TEMPO.CO, Jakarta - Aktivis anti-Islam di Denmark dan Swedia telah membakar dan merusak beberapa salinan kitab suci umat Islam dalam beberapa bulan terakhir. Aksi itu memicu kemarahan di dunia Muslim. Sejumlah pihak menuntut agar pemerintah dua negara itu melarang tindakan semacam itu.
Denmark dan Swedia lantas menjadi sorotan internasional dalam beberapa pekan terakhir menyusul protes anti-Islam di mana Al-Quran telah dirusak atau dibakar, sehingga menyinggung umat Islam di seluruh dunia. Kedua negara mengatakan mereka menyesalkan pembakaran Al-Quran tetapi tidak dapat mencegahnya di bawah aturan yang melindungi kebebasan berbicara.
Dalam pernyataannya, Menteri Luar Negeri Lars Lokke Rasmussen menyatakan bahwa tindakan apa pun yang diambil "tentu saja harus dilakukan dalam kerangka kebebasan berekspresi yang dilindungi konstitusi dan dengan cara yang tidak mengubah fakta bahwa kebebasan berekspresi di Denmark memiliki cakupan sangat luas".
Usaha Denmark cari alat hukum untuk mencegah pembakaran Al-Quran
Menanggapi hal tersebut, Pemerintah Denmark sedang berusaha "menemukan alat hukum" yang memungkinkan pihak berwenang mencegah pembakaran Al-Quran, seperti akhir-akhir ini banyak dilakukan pengunjuk rasa anti-Islam di depan kedutaan negara lain di Kopenhagen, kata Menteri Luar Negeri Lars Lokke Rasmussen kepada televisi nasional DR, Minggu, 30 Juli 2023.
"Pembakaran (Al-Quran) adalah tindakan yang sangat ofensif dan sembrono yang dilakukan oleh beberapa individu. Beberapa individu ini tidak mewakili nilai-nilai yang dibangun masyarakat Denmark," kata Rasmussen secara terpisah dalam sebuah pernyataan.

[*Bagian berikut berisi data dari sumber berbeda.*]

PR #1856, opened 2025-03-30
Cleanup Gradle dependencies and miscellaneous improvements

SimonMarquis:
- Inline versions that were used only once, allowing us to use the compact form for libraries & plugins
- Merge TOML declarations with `group` + `name` into the unique `module` component
- Expose new BoMs to enforce versioning across packages (`coil-kt-bom`, `kotlin-bom`, `kotlinx-coroutines-bom`, `kotlinx-serialization-bom`, `protobuf-bom`, `okhttp-bom`, `retrofit-bom`)
- Refactor `jacoco` version declaration into a proper dependency declaration to enable actual dependency tracking
- Rename `androidx.hilt.navigation.compose` to `hilt.ext.navigation.compose` to match the already existing `hiltExt` group.
- Replace duplicated `*.gradlePlugin` dependencies with converter that converts plugin alias to usable dependencies.
- Sort dependencies
- Remove unused `kotlinx-coroutines-android` dependency


gradle/libs.versions.toml
```diff
@@ -1,166 +1,118 @@
 [versions]
-accompanist = "0.37.0"
```
alexvanyo, line 2: I'm not a fan of inlining versions that only appear once - it does remove lines from this file, but I find it a lot clearer to have all of the versions in continuous place.

For future maintenance, this also seems like this would be more likely to have a dependency get copied in the same version group without moving that shared version back to the `versions` section.

alexvanyo (commented):
Thanks for the cleanup! I like all of these changes except for the inlining of versions out of the `[versions]` block if they're only used in one place - I feel like that ends being a bit messier even if slightly longer.

gradle/libs.versions.toml
Jaehwa-Noh: I think the inline version makes [version] category meaningless, and it would ruin the TOML convention.
If you want to remove the one time used version, you should be using this below.
This snippet from a gradle version catalog documentation.
https://docs.gradle.org/current/userguide/version_catalogs.html
image

SimonMarquis: This is clearly a downgrade. Also, Gradle recently published guidelines that go against this.
https://docs.gradle.org/current/userguide/best_practices_dependencies.html#single-gav-string

SimonMarquis: > the inline version makes [version] category meaningless, and it would ruin the TOML convention.

This is the whole point. Not using what is not necessary.
Which convention exactly? Extracting version numbers does not serve any purpose here.

dturner: I'm not wholly against this change. I think it does make it easier to read the dependencies, however, I also think it needs further investigation (does Android Studio break this format by automatically adding in new versions for single dependencies? Does this format work with our own version update tools/processes?)

@SimonMarquis Given that the rest of this PR is good to merge, would it be possible to split this change into a new PR we can discuss further there?

SimonMarquis: @dturner Ok, I'll restore the versions variables: https://github.com/android/nowinandroid/pull/1856/commits/967e7ac171e2774ddc28cb7af36ecdac99fbc0d3

> does Android Studio break this format by automatically adding in new versions for single dependencies?

What do you mean exactly? The Android Studio intent to add a missing dependency when it sees a known class? Android Studio has always been in a best-effort.
For instance, I tried to reference these 4 classes:

```kotlin
EmojiCompat
EmojiPickerView
EmojiButton
EmojiEditTextHelper
```

and here is what Android Studio did:

```toml
[versions]
emoji2 = "1.5.0"
emoji2Emojipicker = "1.5.0"
emoji2Views = "1.5.0"
emoji2ViewsHelper = "1.5.0"

[libraries]
androidx-emoji2 = { group = "androidx.emoji2", name = "emoji2", version.ref = "emoji2" }
androidx-emoji2-emojipicker = { group = "androidx.emoji2", name = "emoji2-emojipicker", version.ref = "emoji2Emojipicker" }
androidx-emoji2-views = { group = "androidx.emoji2", name = "emoji2-views", version.ref = "emoji2Views" }
androidx-emoji2-views-helper = { group = "androidx.emoji2", name = "emoji2-views-helper", version.ref = "emoji2ViewsHelper" }
```

So... I'll let you judge if we should follow what Android Studio does 😝

---

> Does this format work with our own version update tools/processes?

Yes is does, you can see it here: https://github.com/android/platform-samples/pull/219/commits/4c394aa637c5e0f13495cf9ef25935c4845420f0#diff-697f70cdd88ba88fe77eebda60c7e143f6ad1286bca75017421e93ad84fb87df
It is also smart enough to apply the same version update to multiple entries if they were not using a variable.

SimonMarquis: I'll re-open a new PR with the inlined versions after this one is merged so that we can continue the discussion 👍

SimonMarquis: @dturner the requested changes have been applied. PR is ready to be reviewed (and merged?)

SimonMarquis: @dturner any last change required from your side or is it a good time to merge this?

PR #1861, opened 2025-04-05
Replace deprecated `ManagedDevices.devices` and suspicious receiver type

SimonMarquis:


benchmarks/build.gradle.kts
```diff
@@ -45,8 +45,8 @@ android {
         )
     }
 
-    testOptions.managedDevices.devices {
-        create<com.android.build.api.dsl.ManagedVirtualDevice>("pixel6Api33") {
+    testOptions.managedDevices.localDevices {
```
Jaehwa-Noh, line 48:
```suggestion
    testOptions.managedDevices.allDevices {
```
The documentation recommends using an `allDevices`.
https://developer.android.com/reference/tools/gradle-api/8.12/com/android/build/api/dsl/ManagedDevices#devices()
image

SimonMarquis: It does not really matter here (both versions will do the same), but if you read the definition of `localDevices`:

> Convenience container for specifying managed devices of type [ManagedVirtualDevice](https://developer.android.com/reference/tools/gradle-api/8.10/com/android/build/api/dsl/ManagedVirtualDevice).
> This list is managed in sync with [allDevices](https://developer.android.com/reference/tools/gradle-api/8.10/com/android/build/api/dsl/ManagedDevices#allDevices()). [ManagedVirtualDevice](https://developer.android.com/reference/tools/gradle-api/8.10/com/android/build/api/dsl/ManagedVirtualDevice) definitions added or removed in this container are correspondingly handled in [allDevices](https://developer.android.com/reference/tools/gradle-api/8.10/com/android/build/api/dsl/ManagedDevices#allDevices()), and vice versa.

and therefore I think this is more appropriate to use `localDevices` to create a local managed device, rather than `allDevices`.

Jaehwa-Noh: I'm thinking it is fine to use `localDevices` too, but my concern is they both, `localDevices` and `allDevices`, have a different type.

`devices`: `ExtensiblePolymorphicDomainObjectContainer<Device>`(deprecated)
`allDevices`: `ExtensiblePolymorphicDomainObjectContainer<Device>`
`localDevices`: `NamedDomainObjectContainer<ManagedVirtualDevice>`

SimonMarquis: What is your concern exactly? 
The type hierarchy is `interface ManagedVirtualDevice : Device`.

Jaehwa-Noh: Thank you for checking the hierarchy.
Good. My concern is resolved.

PR #1898, opened 2025-07-11
Simplify access to platform's `getSystemService` with reified Androidx's version

SimonMarquis:


SimonMarquis:
@dturner this tiny PR is ready for review

Issue #1842, opened 2025-03-18
[FR]: Make nowinandroid Gradle Isolated Projects compatible


liutikas:
### Is there an existing issue for this?

- [x] I have searched the existing issues

### Describe the problem

Gradle [Isolated Projects](https://docs.gradle.org/current/userguide/isolated_projects.html) feature is an upcoming way to make project configuration faster. It would be great for nowinandroid to be compatible with this feature.

Running `./gradlew build --dry-run -Dorg.gradle.unsafe.isolated-projects=true` surfaces the following issues:
- [ ] Spotless Gradle Plugin
  - https://github.com/diffplug/spotless/issues/1979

"Oleh karena itu, pemerintah Denmark akan menjajaki kemungkinan campur tangan dalam situasi khusus di mana, misalnya, negara, budaya, dan agama lain dihina, dan di mana hal ini dapat menimbulkan konsekuensi negatif yang signifikan bagi Denmark, paling tidak berkaitan dengan keamanan," katanya.